Instructions to follow: Where does the word "selected" show up in the data? Please find each such line and copy it.
****************
PR #533, opened 2025-04-23
chore: remove deprecated data structure interface

polomani:
**Problem / User story**
- `MutableDataFrame` is deprecated, `DataFrame` should be used instead

**Solution**
- remove the usage of `MutableDataFrame`

**Affected Resource types**
- templates
- relationships

No

**Have tests been updated?**
- added e2e tests for the relationships panel

**Screenshots and examples**
Screenshot 2025-04-23 at 14 19 03


src/__tests__/__snapshots__/relationships.test.ts.snap
```diff
@@ -80,6 +74,7 @@ exports[`Relationships createRelationshipsNode adds value when relationshipsList
         ],
       },
     ],
+    "length": 2,
```
abdullah-cognite, line 77: question: what is the length here?

polomani: number of items in the columns. if you look up each has 2
```
        "values": [
          "test-source",
          "test-target",
        ],
```

src/datasources/RelationshipsDatasource.ts
```diff
@@ -48,28 +50,30 @@ export const createRelationshipsNode = (relationshipsList, refId): Relationships
...
+      values: []
     })),
     meta: {
       preferredVisualisationType: 'nodeGraph',
     },
     refId,
-  });
-  const nodes = new MutableDataFrame({
+  };
+  const nodes: Partial<DataFrame> = {
```
abdullah-cognite, line 65: any reasons behind using `Partial` or was that how Grafana suggested to use the `Dataframe`?

polomani: need a type that is not exactly Dataframe yet, but could be converted to Dataframe. 
We can define an interface ourselves, but this seemsed to be simpler

abdullah-cognite (approved):

PR #672, opened 2026-08-31
Extract shared view selector and instance search components

evertoncolling:
**Problem / User story**

The view selector and instance search were hand-rolled per tab, which had accumulated real problems:
- Five copies of the "fetch views → map to options → match the selected triple → render a Select" block, with three copies of the same option formatter and three different conventions for the selected value.
- Both instance searches fired a request on every keystroke, with no debounce.
- The two searches encoded instance references as `space:externalId`, which mis-parses the externalIds that legitimately contain colons (`asset:equip:iaa_met_34es7512`).
- Search sent no `operator`, so the API default of `OR` applied: every extra word the user typed *widened* the result set instead of narrowing it.
- Error handling diverged — the Time Series tab had an Alert for view-load failures that was unreachable, while the other call sites only logged to the console.
- The Activities tab's Instance View lived only in component state, so a saved dashboard restored the selected instances but not the view they were searched in.

The upcoming Records tab needs the same two widgets, so this is the moment to share them rather than add a sixth copy.

**Solution**

Two new components under `src/components/common/`, each following the same shape: a props-only component plus exported pure helpers and (for views) a data hook, so tests cover the logic without a DOM and callers with bespoke rendering can reuse the parts.

- `ViewPicker` — lists the views implementing a `cdf_cdm` container. Exports `useContainerViews`, `viewLabel`, `toViewOptions`, and `encodeViewRef`/`parseViewRef`. Replaces all four hand-rolled selectors in the two tabs. `allVersions: true` is kept and now documented: without a separate version picker, the dropdown is the only way to reach an older view version.
- `InstancePicker` — searches the instances of a view. 300 ms debounce, JSON-encoded references, `operator: 'AND'`, and a unified `onError` that the Time Series tab now surfaces in its Alert.

Also here: `fetchCogniteTimeSeriesViews` and `fetchCogniteActivityViews` were line-for-line copies of the already-generic container fetcher, so they collapse into one-line wrappers (about −90 lines). The inspect request no longer asks for `totalInvolvedViewCount`, which we never read.

The Records tab will consume `useContainerViews` and the mappers rather than `<ViewPicker>` itself — its options carry stream metadata and its `onChange` migrates the query — which is why the hook and mappers are exported individually.

The seven commits are ordered dependencies-first and each builds and tests green on its own, so the branch bisects cleanly. Reviewing commit by commit is easier than reading the squashed diff.

**Affected Resource types**

CogniteTimeSeries tab (view selector, activity-overlay view selector, time series search) and Activities tab (activity view, instance view, instance search). DMS views and instances via `/models/containers/inspect` and `/models/instances/search`. No change to Data Models, Events, Assets, or any legacy tab.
****************
Solution for this exercise:
- Five copies of the "fetch views → map to options → match the selected triple → render a Select" block, with three copies of the same option formatter and three different conventions for the selected value.
- The Activities tab's Instance View lived only in component state, so a saved dashboard restored the selected instances but not the view they were searched in.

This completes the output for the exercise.